PR #1300, opened 2026-06-02
`gpcp-show-original-price.js`: Fixed display issues and added support for GPPA dynamic pricing.

SebastianWiz:
## Context

⛑️ Ticket(s): https://secure.helpscout.net/conversation/3338825288/103089?viewId=3808239

## Summary

Issue: the crossed-out price rendered  above the field instead of inline, and it showed even when no discount applied (the wrapper's text includes the label/quantity, so the comparison never matched). It also only ever added the crossed-out element, so it didn't stay in sync as prices changed. Separately, it read the original  price from `getBasePrice()`, which only holds the static prices captured at page render, so when GP Populate Anything set the price live, the crossed-out value was stale.

Fix: now targets the price element directly (`span#input_*`, or the readonly `input#ginput_base_price_*` when Quantity is disabled), fixing the positioning and comparison, and refreshes the crossed-out text on every update. For live pricing, it captures each product's base price from GPPA's `gppa_updated_batch_fields` event and falls back to the static price otherwise.

### DIFF
--- a/gp-conditional-pricing/gpcp-show-original-price.js
+++ b/gp-conditional-pricing/gpcp-show-original-price.js
@@ -1,34 +1,77 @@
 /**
  * Gravity Perks // GP Conditional Pricing // Show the original price crossed out next to the adjusted price
- * http://gravitywiz.com/documentation/gravity-forms-conditional-pricing/
+ * https://gravitywiz.com/documentation/gravity-forms-conditional-pricing/
  *
  * Instructions:
  *     1. Install our free Custom Javascript for Gravity Forms plugin.
  *        Download the plugin here: https://gravitywiz.com/gravity-forms-code-chest/
  *     2. Copy and paste the snippet into the editor of the Custom Javascript for Gravity Forms plugin.
  */
+var gwcpBasePrices = {};
+
+$( document ).off( 'gppa_updated_batch_fields.gwcp' ).on( 'gppa_updated_batch_fields.gwcp', function( event, formId, updatedFieldIds ) {
+
+	var gwcp = GWConditionalPricing.getFormElement( formId ).data( 'gwcp' );
+	if ( ! gwcp || ! gwcp._pricingLogic || ! updatedFieldIds || ! updatedFieldIds.length ) {
+		return;
+	}
+
+	var currency = typeof gform !== 'undefined' && typeof gform.Currency === 'function'
+		? new gform.Currency( gf_global['gf_currency_config'] )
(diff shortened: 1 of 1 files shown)


gp-conditional-pricing/gpcp-show-original-price.js
```diff
@@ -1,34 +1,77 @@
...
-	else if ( ! $basePrice.length ) {
-		$basePrice = '<span id="base_price_{0}_{1}" style="text-decoration:line-through;margin-right:0.3rem">{2}</span>'.gformFormat( GWConditionalPricing._formId, productId, basePrice );
-		$input.before( $basePrice );
+	else {
+		if ( ! $basePrice.length ) {
+			$basePrice = '<span id="base_price_{0}_{1}" style="text-decoration:line-through;margin-right:0.3rem"></span>'.gformFormat( GWConditionalPricing._formId, productId );
+			$input.before( $basePrice );
+		}
+
+		$basePrice.text( basePrice );
```
saifsultanc: I'd a check to prevent some console error that were popping up

```suggestion
		if ( $basePrice && typeof $basePrice.text === 'function' ) {
			$basePrice.text( basePrice );
		}
```

gp-conditional-pricing/gpcp-show-original-price.js
```diff
@@ -1,34 +1,77 @@
...
 		return;
 	}
 
+	var displayedPrice = isInput ? $input.val() : $input.text();
+
 	var $basePrice = $( '#base_price_{0}_{1}'.gformFormat( GWConditionalPricing._formId, productId ) );
 
 	// Remove base price if there is no discounted price.
-	if ( $input.text() === basePrice ) {
+	if ( displayedPrice === basePrice ) {
```
saifsultanc, line 64: This doesnt seem to be firing when we switch off the conditional pricing. The fallback to base price should look elegant, if possible.

This still shows the crossed out price, but at this instant the price is actually 30. 

Image

Think this isnt an issue for customer scenario, but lets see if we can fix it?

saifsultanc (changes requested):
Nice work! A couple of suggestions, so I can recheck 👀

gp-conditional-pricing/gpcp-show-original-price.js
SebastianWiz: @saifsultanc This was a bug in the core plugin, fix here: https://github.com/gravitywiz/gwconditionalpricing/pull/90

saifsultanc (approved):
LGTM!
------------------------------------------------------------
▶ [Brief]:
Within the data above, the span starting at the line containing "--- a/gp-conditional-pricing/gpcp-show-original-price.js" and ending at the line containing "formId ).data( 'gwcp' );" is to be retyped exactly, with no other lines.

▶ [Problem solution]:
--- a/gp-conditional-pricing/gpcp-show-original-price.js
+++ b/gp-conditional-pricing/gpcp-show-original-price.js
@@ -1,34 +1,77 @@
 /**
  * Gravity Perks // GP Conditional Pricing // Show the original price crossed out next to the adjusted price
- * http://gravitywiz.com/documentation/gravity-forms-conditional-pricing/
+ * https://gravitywiz.com/documentation/gravity-forms-conditional-pricing/
  *
  * Instructions:
  *     1. Install our free Custom Javascript for Gravity Forms plugin.
  *        Download the plugin here: https://gravitywiz.com/gravity-forms-code-chest/
  *     2. Copy and paste the snippet into the editor of the Custom Javascript for Gravity Forms plugin.
  */
+var gwcpBasePrices = {};
+
+$( document ).off( 'gppa_updated_batch_fields.gwcp' ).on( 'gppa_updated_batch_fields.gwcp', function( event, formId, updatedFieldIds ) {
+
+	var gwcp = GWConditionalPricing.getFormElement( formId ).data( 'gwcp' );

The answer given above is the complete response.